Если вообще знаками можно что-то в данном случае выразить.
То, что он не гений, Сальери понял, великий ум его не подвел. Возможно, понял он и то, что, хотя Моцарт сейчас умрет, его Реквиему, только что прозвучавшему, — жить в веках. А Моцарт, кажется, о собственном бессмертии не заботится. Ему явился черный человек, он смутно почувствовал, что это вестник «оттуда», но именно это пробудило в нем творческую силу и зазвучала мелодия. То, «что гибелью грозит» дало «неизъяснимы наслажденья». О том, что это «бессмертья может быть залог», Моцарт, наверно, не думал.

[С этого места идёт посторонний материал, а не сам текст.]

PR #4078, opened 2024-05-27
Chore: Update BoGo test suite

reneme:
BoGo now puts some extra emphasis on the certificate chain. Most notably, it provides an ad-hoc self-signed certificate or (sometimes) a certificate chain that the shim should validate against. That's implemented now.

Now, that `Credentials_Manager::trusted_certificate_authorities()` is actually implemented in the shim, `TLS13-Empty-Client-CA-List` started failing... as it is not empty anymore. Incidentally this uncovered a TODO I overlooked earlier: Namely to call `Callbacks::tls_modify_extensions()` on a "CertificateRequest" in TLS 1.3. This callback is now used in the shim to actually empty the CA list in said message: We don't have another way to do that. Botan's TLS server implementation always reports the `::trusted_certificate_authorities()` automagically.

Finally, `DTLS-Replay-NonMonotonic` started failing. Most certainly due to this change: https://github.com/google/boringssl/commit/f94f3ed3965ea033001fb9ae006084eee408b861 (Increase DTLS window size from 64 to 256). My DTLS-knowledge isn't enough to debug this ad-hoc. **I feel we should look into it, though.**


src/bogo_shim/config.json
```diff
@@ -183,6 +192,7 @@
 
         "DTLS-StrayRetransmitFinished-ClientFull": "Needs investigation",
         "DTLS-StrayRetransmitFinished-ServerResume": "Needs investigation",
+        "DTLS-Replay-NonMonotonic": "Needs investigation, started failing after https://github.com/google/boringssl/commit/f94f3ed3965ea033001fb9ae006084eee408b861",
```
reneme, line 195: This should be investigated!

src/lib/tls/tls13/msg_certificate_req_13.cpp
```diff
@@ -96,9 +98,7 @@ Certificate_Request_13::Certificate_Request_13(std::vector<X509_DN> acceptable_C
 
    // TODO: Support cert_status_request for OCSP stapling
 
-   // TODO: give the application a chance to modifying extensions
-   //       (after GH #2988 is merged)
-   // callbacks.tls_modify_extensions(m_extensions, Connection_Side::Server);
+   callbacks.tls_modify_extensions(m_extensions, Connection_Side::Server, type());
```
reneme, line 101: This is a noteworthy change!

src/bogo_shim/config.json
randombit: I think this is ok - we just need to have a DTLS window that's at least as big as what the test expects. I can take this. #4079

randombit (approved):

PR #3883, opened 2024-01-11
PQC: Classic McEliece

FAlbertDev:
### Pull Request Dependencies

* #4373 - for the generic FFI/Python tests

### Description

This PR relates to the Classic McEliece KEM as specified [in this ISO draft](https://classic.mceliece.org/iso-mceliece-20230419.pdf). It also contains the instances defined in the [NIST Round 4 submission](https://classic.mceliece.org/mceliece-spec-20221023.pdf). The test cases were generated using the NIST submissions reference implementation. Note that Classic McEliece (module `cmce`) is not the original McEliece Algorithm that is implemented in Botan's `mce` module. See the [Classic McEliece homepage](https://classic.mceliece.org/), for a brief comparison.

#### TODO Tracker
- [x] Satisfy Botan's CI
- [x] Process TODOs in the code
- [x] Clean-up tests
- [x] Add Botan internal documentation
- [x] Refine/Document code taken from the reference implementation
- [x] Side-channel analysis
- [x] Cleanup Git history
- [x] ~~Use uint8_t as bitvector return type~~ (see: https://github.com/randombit/botan/pull/3883#issuecomment-1907491054)
- [x] Add strong type adapter for bitvector
- [x] Remove test instances from this PR
- [x] Apply ceil_division introduced with HSS/LMS (after merge of https://github.com/randombit/botan/pull/3716). See [Suggestion](https://github.com/randombit/botan/pull/3883#discussion_r1470710399).
- [x] Apply improved load/store methods (after merge of https://github.com/randombit/botan/pull/3869). See suggestions [A](https://github.com/randombit/botan/pull/3883#discussion_r1466414063), [B](https://github.com/randombit/botan/pull/3883#discussion_r1470754242), [C](https://github.com/randombit/botan/pull/3883#discussion_r1470782657).
- [x] Reduce the test vector somewhat (https://github.com/randombit/botan/pull/3883#issuecomment-2025231164)
- [x] Add dedicated raw key loading functions to FFI/Python (see also https://github.com/randombit/botan/discussions/4366)

PR #4081, opened 2024-05-29
Skip the Frodo KAT tests under valgrind and arm32-qemu

randombit:
These test consumes a couple of minutes for each CI run.


reneme (approved):
Perhaps it makes sense to support some kind of "reduced" KAT tests (potentially generically for all PQC algorithms)? A similar issue will very likely arise [with Classic McEliece](https://github.com/randombit/botan/pull/3883#issuecomment-2025231164).

randombit:
> Perhaps it makes sense to support some kind of "reduced" KAT tests (potentially generically for all PQC algorithms)?

Possibly so. I think CI runtimes are generally fine except for valgrind and the arm32 qemu (which for whatever reason is *much* slower than the other qemus) so it doesn't seem that pressing. The only possible issue is that we would miss an ARM32 specific bug since we never run those tests in CI. We could consider add a nightly similar to the valgrind full run.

Пушкин — думал. Он чувствовал, подобно Моцарту, но думал больше и дальше. О своей собственной жизни, как теперь выясняется, он знал не все. Возможно, мы знаем больше. Но он знал что-то вне, за ее человеческими пределами.
За полгода до смерти он написал «Памятник».
Гений наделен большей способностью предчувствия, чем обычные люди. Это не мистика, а сверхобостренная чувствительность ко всему окружающему, неосознанное, но постоянное сопоставление явлений и процессов, незаметных и скрытых от простого зрения. Говорят: дар предвидения, пророческий дар. Предчувствие — предвидение чувством.
Можно улыбнуться над пушкинской верой в приметы и предсказания, но лучше этот смех оставить про себя, для наших собственных причуд на этот счет. Пушкинские предчувствия связаны не с предрассудками, а с тем, что гений многое ощущает иначе, чем простой смертный. В том числе — равновесие между жизнью и смертью, счастьем и бедой, памятью и забвением. У гения свои отношения и с прошлым, ушедшим, и с далеким будущим.